[Stored entries]
++++++++++

Issue #626, opened 2018-03-01
brave-census bridge


adriancole:
@jorgheymans currently uses brave-instrumentation-grpc and is looking to interop with census for the grpc layer. His application architecture looks like

incoming=rest -> mid tier grpc/kafka/ldap -> outgoing=rest 

So, if census-grpc uniformly handles that layer (still reporting to zipkin). Assuming brave doesn't implement the census api layer (which I suppose it could), the essence of this integration are the following:

* use grpc context as brave's CurrentTraceContext so that propagation works
* When reading the current trace context, look at census to see if there's an upstream span and convert that accordingly to a brave TraceContext.
* When writing the current trace context, make a fake Census span which delegates to the current brave span.

In looking at census grpc instrumentation, the parent is only read (not modified), so this *should* work. It won't work with advanced features like brave's extra field propagation, and it won't propagate things absent in census like the parent ID. However I still think it should work somewhat.

A design note: it would be cleaner if census didn't propagate a span rather just the trace context. Since it propagates the span, we have to create a span object to integrate, which is heavier (because it is stateful type) and makes the integration approach clunky due to this (like us needing to make a more expensive fake span just to get the 'current parent' code which only reads the reference to work). If census had a mode where it only propagated the trace context (impling a recording function based on trace context internally), this integration would be neater imho.

So the alternates I'm aware of are:
* brave implementing census tracer api (which makes sense if you are sending to zipkin anyway as the signal loss is the same as exporting to zipkin)
* brave implementing the same grpc tracer as census (much easier, but doesn't actually integrate with census)

adriancole:
PS what led to this was some curiosity about latency in a gRPC app. The brave grpc integration still uses interceptor approach (as we are back compat all the way till grpc 1.3). We haven't done a grpc tracer implementation for reasons including it seems the api isn't stable yet, and maybe census integration can solve this.

jorgheymans:
Thanks for drafting your thoughts on this, as said let me know if there is something you want me to test.

adriancole:
census no longer is a dependency of grpc, as of the latest version. I think this is not something we will progress as census is also supposed to be switched out with open telemetry once that's out of alpha

PR #688, opened 2018-04-11
Reads and writes gRPC trace and tags binary metadata

adriancole:
## gRPC Propagation Format (Census interop)

gRPC defines a [binary encoded propagation format](https://github.com/census-instrumentation/opencensus-specs/blob/master/encodings/BinaryEncoding.md) which is implemented
by [OpenCensus](https://opencensus.io/) instrumentation. When this is
the case, incoming requests will have two metadata keys "grpc-trace-bin"
and "grpc-tags-bin".

When enabled, this component can extract trace contexts from these
metadata and also write the same keys on outgoing calls. This allows
transparent interop when both census and brave report data to the same
tracing system.

To enable this feature, set `grpcPropagationFormatEnabled` which is off
by default:
```java
grpcTracing = GrpcTracing.newBuilder(tracing)
                         .grpcPropagationFormatEnabled(true).build();
```

Warning: the format of both "grpc-trace-bin" and "grpc-tags-bin" are
version 0. As such, consider this feature experimental.

## notes:

This allows interop with gRPC services that don't use B3 (for example,
the default census module). This also acknowledges that the OpenCensus
binary format is fairly contained within gRPC, so doesn't need to become
a top-level propagation format, for example used with non-gRPC services
as yet.

Redundantly encoding this format has some cost to it, notable 14
character header name "grpc-trace-bin" and the 38 character base64
encoded binary context value.

Note that this only allows black-box interop with Census. It does not
(yet) interop with census in the same process as Brave. However, this
should be a helpful step to those especially currently using Brave, but
trying out Census for non-java services.

See #626

### DIFF
--- a/instrumentation/grpc/README.md
+++ b/instrumentation/grpc/README.md
@@ -60,6 +60,28 @@ overrideSpanName = new GrpcClientParser() {
 };
 ```
 
+## gRPC Propagation Format (Census interop)
+
+gRPC defines a [binary encoded propagation format](https://github.com/census-instrumentation/opencensus-specs/blob/master/encodings/BinaryEncoding.md) which is implemented
+by [OpenCensus](https://opencensus.io/) instrumentation. When this is
+the case, incoming requests will have two metadata keys "grpc-trace-bin"
+and "grpc-tags-bin".
+
+When enabled, this component can extract trace contexts from these
+metadata and also write the same keys on outgoing calls. This allows
+transparent interop when both census and brave report data to the same
+tracing system.
+
+To enable this feature, set `grpcPropagationFormatEnabled` which is off
+by default:
+```java
+grpcTracing = GrpcTracing.newBuilder(tracing)
+                         .grpcPropagationFormatEnabled(true).build();
+```
+
+Warning: the format of both "grpc-trace-bin" and "grpc-tags-bin" are
+version 0. As such, consider this feature experimental.
+
 ## Development
 
 If you are working on this module, then you need to run `mvn install` to first compile the protos. Once the protos are compiled, then can be found in the directories:
--- a/instrumentation/grpc/src/main/java/brave/grpc/TraceContextBinaryMarshaller.java
+++ b/instrumentation/grpc/src/main/java/brave/grpc/TraceContextBinaryMarshaller.java
@@ -1,0 +1,115 @@
+package brave.grpc;
+
+import brave.propagation.TraceContext;
+import io.grpc.Metadata.BinaryMarshaller;
+import java.util.logging.Logger;
+
+import static com.google.common.base.Preconditions.checkNotNull;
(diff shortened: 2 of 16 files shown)


adriancole:
I need to add an interop test to prove this actually works cc @bogdandrutu

adriancole:
note this will be refactored to be optional behavior

instrumentation/grpc/src/test/java/brave/grpc/ITCensusInterop.java
```diff
@@ -0,0 +1,101 @@
...
+  @After public void close() throws Exception {
+    client.shutdown();
+    client.awaitTermination(1, TimeUnit.SECONDS);
+    server.shutdown();
+    server.awaitTermination(1, TimeUnit.SECONDS);
+    Tracing current = Tracing.current();
+    if (current != null) current.close();
+  }
+
+  @Test public void readsPropagatedSpan() throws Exception {
```
adriancole: here's the test that shows we are participating in the same trace

adriancole:
added censusPropagationEnabled property and client+server tests

adriancole:
going to add tags propagation as well, as we can lose it otherwise..

adriancole:
refactored to not drop tag context

adriancole:
not-dropping is probably not good enough, as the last upstream part of the tag context should be replaced..

adriancole:
ok rewrote everything. tags now works

instrumentation/grpc/src/main/java/brave/grpc/TraceContextBinaryMarshaller.java
```diff
@@ -0,0 +1,111 @@
...
+    } else {
+      logger.fine("Invalid input: expected trace ID at offset " + pos);
+      return null;
+    }
+    if (bytes[pos] == SPAN_ID_FIELD_ID) {
+      pos++;
+      spanId = readLong(bytes, pos);
+      pos += 8;
+    } else {
+      logger.fine("Invalid input: expected span ID at offset " + pos);
```
adriancole: self-note: kill all these string cats as they shouldn't happen unless fine is enabled

instrumentation/grpc/README.md
```diff
@@ -60,6 +60,28 @@ overrideSpanName = new GrpcClientParser() {
...
+and "grpc-tags-bin".
+
+When enabled, this component can extract trace contexts from these
+metadata and also write the same keys on outgoing calls. This allows
+transparent interop when both census and brave report data to the same
+tracing system.
+
+To enable this feature, set `grpcPropagationFormatEnabled` which is off
+by default:
+```java
```
adriancole: To give most flexibility I made this a feature flag similar to how tracing is still a flag in gRPC

adriancole:
going to release this tomorrow unless screams to the contrary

++++++++++

- **What you need to do**: Where in the records above does the word "GrpcTracing" appear? Copy each line that holds it.

- **Answer section**:
grpcTracing = GrpcTracing.newBuilder(tracing)
+grpcTracing = GrpcTracing.newBuilder(tracing)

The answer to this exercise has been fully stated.